Among the other dances, which are performed in the Hemis monastery, is the Tse-Chu Dance, to celebrate the birthday of Guru Rimpoche, the founder of Tibetan Buddhism. The Lamas perform sacred masked dances leading to the destruction of the sacrificial offerings. Another festival that is celebrated every year in February with great pomp and fervor is the Dosmoche festival. Masked Lamas from different monasteries perform the sacred dance-drama. Dosmoche celebrations are also held in the Likir (Indus Valley) and Deksit (Nubra valley) monasteries. The Yuru Kabgyat festival is celebrated during July, in the monastery of Lamayuru of Leh. The masks worn by the lamas represent guardian divinities from the Dringungpa pantheon.
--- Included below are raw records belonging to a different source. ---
PR #10999, opened 2025-06-30
refactor: improve type errors for record types

gaganchandan:
Adds undefined label and extra label errors as discussed in #10722. 

A couple of comments:
i) Currently, it produces the same old error in the case of open records. 

ii) It seems difficult to fit the code into the design of the `toTypeErrors` function creating a list from a `TypeError` since there can now be multiple error messages generated from the same constraint. So `mkErrorsFromRecords` returns the list.

### DIFF
--- a/main/src/ca/uwaterloo/flix/language/errors/TypeError.scala
+++ b/main/src/ca/uwaterloo/flix/language/errors/TypeError.scala
@@ -412,6 +412,33 @@ object TypeError {
   }
 
   /**
+    * Extra label error.
+    *
+    * @param label      the name of the extra label.
+    * @param labelType  the type of the extra label.
+    * @param recordType the record type where the label is missing.
+    * @param renv       the rigidity environment.
+    * @param loc        the location where the error occurred.
+    */
+  case class ExtraLabel(label: Name.Label, labelType: Type, recordType: Type, renv: RigidityEnv, loc: SourceLocation)(implicit flix: Flix) extends TypeError {
+    def summary: String = s"Extra label '$label' of type '$labelType'."
+
+    def message(formatter: Formatter): String = {
+      import formatter.*
+      s""">> Extra label '${red(label.name)}' of type '${cyan(formatType(labelType, Some(renv)))}'.
+         |
+         |${code(loc, "extra label.")}
+         |
+         |The record type:
+         |
+         |  ${formatType(recordType, Some(renv))}
+         |
+         |contains the extra label '${red(label.name)}' of type ${cyan(formatType(labelType, Some(renv)))}.
+         |""".stripMargin
+    }
+  }
+
+  /**
     * Undefined predicate error.
     *
     * @param pred       the missing predicate.
--- a/main/src/ca/uwaterloo/flix/language/phase/typer/ConstraintSolverInterface.scala
+++ b/main/src/ca/uwaterloo/flix/language/phase/typer/ConstraintSolverInterface.scala
@@ -19,12 +19,13 @@ import ca.uwaterloo.flix.api.Flix
 import ca.uwaterloo.flix.language.ast.Type.JvmMember
 import ca.uwaterloo.flix.language.ast.shared.SymUse.{AssocTypeSymUse, TraitSymUse}
 import ca.uwaterloo.flix.language.ast.shared.{AssocTypeDef, EqualityConstraint, Scope, TraitConstraint}
-import ca.uwaterloo.flix.language.ast.{KindedAst, RigidityEnv, SourceLocation, Symbol, Type, TypeConstructor, Kind}
+import ca.uwaterloo.flix.language.ast.{KindedAst, Name, RigidityEnv, SourceLocation, Symbol, Type, TypeConstructor, Kind}
 import ca.uwaterloo.flix.language.errors.TypeError
 import ca.uwaterloo.flix.language.phase.typer.TypeConstraint.Provenance
 import ca.uwaterloo.flix.language.phase.unification.{EqualityEnv, Substitution, TraitEnv}
 import ca.uwaterloo.flix.util.collection.ListMap
 import ca.uwaterloo.flix.language.phase.util.PredefinedTraits
+
 
 import scala.annotation.tailrec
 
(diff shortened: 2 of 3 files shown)


magnus-madsen:
We probably want a bunch of extra test cases in TestTyper

main/src/ca/uwaterloo/flix/language/phase/typer/ConstraintSolverInterface.scala
```diff
@@ -125,7 +126,12 @@ object ConstraintSolverInterface {
       List(TypeError.UnexpectedArg(sym, num, expected = subst(expected), actual = subst(actual), renv, loc))
 
     case TypeConstraint.Equality(tpe1, tpe2, Provenance.Match(baseTpe1, baseTpe2, loc)) =>
```
mlutze: Since we're looking at Provenance.Match here, there's not a reference point to say that something is "missing" or "extra", since there's not an "expected" type.

I think we should look for Provenance.Expect instead.

main/src/ca/uwaterloo/flix/language/phase/typer/ConstraintSolverInterface.scala
```diff
@@ -192,6 +198,54 @@ object ConstraintSolverInterface {
...
+  /**
+    * Creates appropriate errors for the mismatched record types.
+    */
+  private def mkErrorsFromRecords(tpe1: Type, tpe2: Type, renv: RigidityEnv, loc: SourceLocation)(implicit flix: Flix): List[TypeError] = {
+    // TODO: Open records
+    if (tpe1.typeVars.nonEmpty || tpe2.typeVars.nonEmpty) {
+      return List(mkMismatchedTypesOrEffects(tpe1, tpe2, tpe1, tpe2, renv, loc))
+    } else {
+      val tpe1Labels = getRecordLabels(tpe1, Set.empty[(Name.Label, Type)])
+      val tpe2Labels = getRecordLabels(tpe2, Set.empty[(Name.Label, Type)])
```
mlutze: It's dangerous (unpredictable behavior) to put types in sets.

gaganchandan:
> Based on the way the unification of records works, I would actually expect _everything_ remaining after unification to be extra or missing. (Not sure though.)

Everything as in every label on either side of the constraint?

main/src/ca/uwaterloo/flix/language/phase/typer/ConstraintSolverInterface.scala
gaganchandan: Yes, you're right. I'll fix it.

`Provenance.ExpectArgument` as well?

mlutze:
> > Based on the way the unification of records works, I would actually expect _everything_ remaining after unification to be extra or missing. (Not sure though.)
> 
> Everything as in every label on either side of the constraint?

Yes

main/src/ca/uwaterloo/flix/language/phase/typer/ConstraintSolverInterface.scala
mlutze: > Yes, you're right. I'll fix it.
> 
> `Provenance.ExpectArgument` as well?

Yes

main/src/ca/uwaterloo/flix/language/errors/TypeError.scala
```diff
@@ -505,39 +532,39 @@ object TypeError {
   }
 
   /**
-   * Unresolved constructor type error.
-   * This is a dummy error used in Java constructor type reconstruction for InvokeConstructor.
-   */
+    * Unresolved constructor type error.
```
magnus-madsen: Please avoid unrelated changes. If reformatting is required, you can make a separate PR.

main/src/ca/uwaterloo/flix/language/phase/typer/ConstraintSolverInterface.scala
magnus-madsen: But you are allowed to put Name.Label in a set, if that helps.

magnus-madsen: But maybe sets are not what you want, since we support scoped labels.

magnus-madsen:
I think a good next step-- before  you iterate on the implementation-- would be to add some tests. I would expect 3-5 tests per new TypeError. You will want some with duplicate labels.

gaganchandan:
> > > Based on the way the unification of records works, I would actually expect _everything_ remaining after unification to be extra or missing. (Not sure though.)
> > 
> > 
> > Everything as in every label on either side of the constraint?
> 
> Yes

It's not always the case. Consider the following program:
```
def undefinedLabel7(): Unit  = {
    let r: {x = Int32, y = Int32} = {y = 1, z = 3};
    ()
}
```
The unsolved constraint is something like `{ x = Int32, y = Int32 } ~ { a = Int32, y = Int32 }`. Here we need to filter out `y`.

main/src/ca/uwaterloo/flix/language/errors/TypeError.scala
gaganchandan: Sorry about that, I ran the IDEA formatter and it did those.

mlutze:
Thanks for the example; this is a good point.

What happens for this program? I just moved the `y` so it's first.

```
def undefinedLabel8(): Unit  = {
    let r: {y = Int32, x = Int32} = {y = 1, z = 3};
    ()
}
```

gaganchandan:
> Thanks for the example; this is a good point.
> 
> What happens for this program? I just moved the `y` so it's first.
> 
> ```
> def undefinedLabel8(): Unit  = {
>     let r: {y = Int32, x = Int32} = {y = 1, z = 3};
>     ()
> }
> ```

The constraint is `{ x = Int32 } ~ { z = Int32 }`

mlutze:
> > Thanks for the example; this is a good point.
> > What happens for this program? I just moved the `y` so it's first.
> > ```
> > def undefinedLabel8(): Unit  = {
> >     let r: {y = Int32, x = Int32} = {y = 1, z = 3};
> >     ()
> > }
> > ```
> 
> The constraint is `{ x = Int32 } ~ { z = Int32 }`

Ok, makes sense.

gaganchandan:
> I think a good next step-- before you iterate on the implementation-- would be to add some tests. I would expect 3-5 tests per new TypeError. You will want some with duplicate labels.

How shall I create tests for programs with both undefined and extra labels? Is there a way to pass multiple errors to `expectError`? If not, should I make two test cases for each such program where one has `expectError(TypeError.UndefinedLabel)` and the other has `expectError(TypeError.ExtraLabel)` or simply use the generic `expectError(TypeError)`?

mlutze:
> > I think a good next step-- before you iterate on the implementation-- would be to add some tests. I would expect 3-5 tests per new TypeError. You will want some with duplicate labels.
> 
> How shall I create tests for programs with both undefined and extra labels? Is there a way to pass multiple errors to `expectError`? If not, should I make two test cases for each such program where one has `expectError(TypeError.UndefinedLabel)` and the other has `expectError(TypeError.ExtraLabel)` or simply use the generic `expectError(TypeError)`?

You can repeat the expectError on the result.

main/src/ca/uwaterloo/flix/language/phase/typer/ConstraintSolverInterface.scala
```diff
@@ -192,6 +205,59 @@ object ConstraintSolverInterface {
...
+              } else Nil
+            }
+          }
+        } else if (tpe2Labels.isEmpty && !tpe1Labels.isEmpty) {
+          tpe1Labels.toList.map {
+            case (label, labelTpe) =>
+              TypeError.UndefinedLabel(label, labelTpe, tpe2, renv, loc)
+          }
+          // Both undefined and extra labels.
+        } else {
```
mlutze, line 239: I think we only need this else-branch, right? Because this covers the empty cases.

gaganchandan: We'll still need the branch that checks subsets, but the other two are covered.

magnus-madsen:
How are we dealing with duplicate labels?

magnus-madsen:
@mlutze Let me know when I should review

main/src/ca/uwaterloo/flix/language/phase/typer/ConstraintSolverInterface.scala
mlutze: I'm still confused.

I would expect it to be essentially:
- `extraLabels = tpe1Labels - tpe2Labels`
- `missingLabels = tpe2Labels - tpe1Labels`

Which is what you have below. All the empty/subset checking is handled by this, no?

magnus-madsen:
@mlutze Hi. How about be merge this and then iterate? (If you agree, you can merge).

For next iteration: Cleanup the set logic and deal with duplicate labels. Matt can explain.

magnus-madsen:
@gaganchandan Can you connect with Matt when you are both in the office? Thanks!

magnus-madsen:
@mlutze I suggest you create a ticket together.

Away from Ladakh, the famous mask dances from Sikkim also provide a marvelous spectacle. Performed by lamas in the monastery courtyard to celebrate religious festivals, these dances demonstrate perfect footwork and grace. Costumed lamas with gaily-painted masks, ceremonial swords and sparkling jewels, leap and swing to the rhythm of resounding drums, trumpeting of horns and chanting of monks.
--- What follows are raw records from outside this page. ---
PR #11001, opened 2025-06-30
feat: add join profiler

JumpTwiice:
The join profiler estimates the sizes of relations and joins in Datalog programs. The estimates are used to optimize join orders in rules and are necessary since relations are dynamic (their sizes increase) throughout fixpoint computation, meaning static analysis is insufficient to determine optimal join orders.

### DIFF
--- a/main/src/library/Fixpoint3/Debugging.flix
+++ b/main/src/library/Fixpoint3/Debugging.flix
@@ -17,32 +17,16 @@
  */
 
 mod Fixpoint3.Debugging {
-    use Fixpoint3.Ast.Ram
+    use Fixpoint3.Ast.Ram.RamProgram
     use Fixpoint3.Options
-
-    ///
-    /// Write `s` to standard file. Overwrite if `overwrite` is true, otherwise append.
-    ///
-    def flush(s: String, overwrite: Bool): Unit \ IO =
-        if (Options.enableDebugToFile()) {
-            let res =
-                if (overwrite)
-                    FileWrite.runWithIO(() -> FileWrite.write(str = s, Options.debugFileName()))
-                else
-                    FileWrite.runWithIO(() -> FileWrite.append(str = s, Options.debugFileName()));
-            match res {
-                case Ok(_) => ()
-                case Err(e) => println(e)
-            }
-        } else println(s)
 
     ///
     /// Invoked after every phase during the fixpoint computation.
     ///
-    /// Note: Returns `d` to ensure it is not erased.
+    /// Note: Returns `program` to ensure it is not erased.
     ///
     @Internal
-    pub def notifyPreLowering(phase: String, program: Ram.RamProgram): Ram.RamProgram = match program {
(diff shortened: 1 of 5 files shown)


main/src/library/Fixpoint3/Debugging.flix
```diff
@@ -0,0 +1,64 @@
...
+ */
+
+mod Fixpoint3.Debugging {
+    use Fixpoint3.Ast.Ram
+    use Fixpoint3.Options
+
+    ///
+    /// Write `s` to standard file. Overwrite if `overwrite` is true, otherwise append.
+    ///
+    def flush(s: String, overwrite: Bool): Unit \ IO =
```
magnus-madsen: This is a private helper, so move it later in the file.

main/src/library/Fixpoint3/Debugging.flix
```diff
@@ -0,0 +1,64 @@
...
+            match res {
+                case Ok(_) => ()
+                case Err(e) => println(e)
+            }
+        } else println(s)
+
+    ///
+    /// Invoked after every phase during the fixpoint computation.
+    ///
+    /// Note: Returns `d` to ensure it is not erased.
```
magnus-madsen: What is d?

main/src/library/Fixpoint3/Debugging.flix
```diff
@@ -0,0 +1,64 @@
...
+    ///
+    @Internal
+    pub def notifyPreLowering(phase: String, program: Ram.RamProgram): Ram.RamProgram = match program {
```
magnus-madsen: Why not use Ram.RamProgram like elsewhere

magnus-madsen:
I need to do more code review. But perhaps this is the least important optimization? 

I seem to remember that the results were somewhat inconclusive?

JumpTwiice:
You are correct - it is an optional phase that can be disabled easily. At least in our experiments, join-order optimization resulted in a rather small speedup in general. However, it is useful to smooth a program's performance out by alleviating the programmer of finding the optimal join order in their rules themselves.

magnus-madsen:
> You are correct - it is an optional phase that can be disabled easily. At least in our experiments, join-order optimization resulted in a rather small speedup in general. However, it is useful to smooth a program's performance out by alleviating the programmer of finding the optimal join order in their rules themselves.

OK; lets leave it as the last PR to be merged then. In general I am a bit skeptical about the approach.

main/src/library/Fixpoint3/Debugging.flix
JumpTwiice: The function argument. We copied the doc comments from the old debugging file.

magnus-madsen:
If the join optimizer is not enabled then we simply rely on the rule order, right? And build the necessary indexes?

Hence- in this way- the programmer has some control over join-ordering?

JumpTwiice:
Yes.

magnus-madsen:
I have decided against this-- so I will close the PR for now.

Bronze Mask from Himachal Pradesh in Mohra Tradition

Courtesy Blessings on the Net




In the Kinnaur district of Himachal Pradesh in north India, the Lama Devil dance is one of the most attractive mask dances of the Kinnauri tribals. Two of the dancers are dressed as lions. The dance depicts the taming of the lion that represents evil spirits. Perhaps the earliest known masks still in use are the bronze mohras of the northern hills. In Himachal Pradesh the cult of mohras (embosses) is apparently much older than the cult of icons. The casting of these mohras with iconographic and stylistic features was established by the sixth century. Another unique group from this region are the wooden masks from the Kannaur village in Chamba.



Monpa Dragon Mask
Courtesy Blessings on the Net



In the northeastern states of India too, Buddhist tribes use masks for dance and pantomime. This custom can be traced from about the sixteenth century when monks from the Tawang monastery in present-day Arunachal Pradesh propagated Buddhist philosophy in that region. A number of mask dances in the trans-Himalayan style are regularly performed during Buddhist festivals and ceremonies, as well as for recreation and amusement. Masks are also integral to the magico-religious practices prevalent among the different tribes in this region.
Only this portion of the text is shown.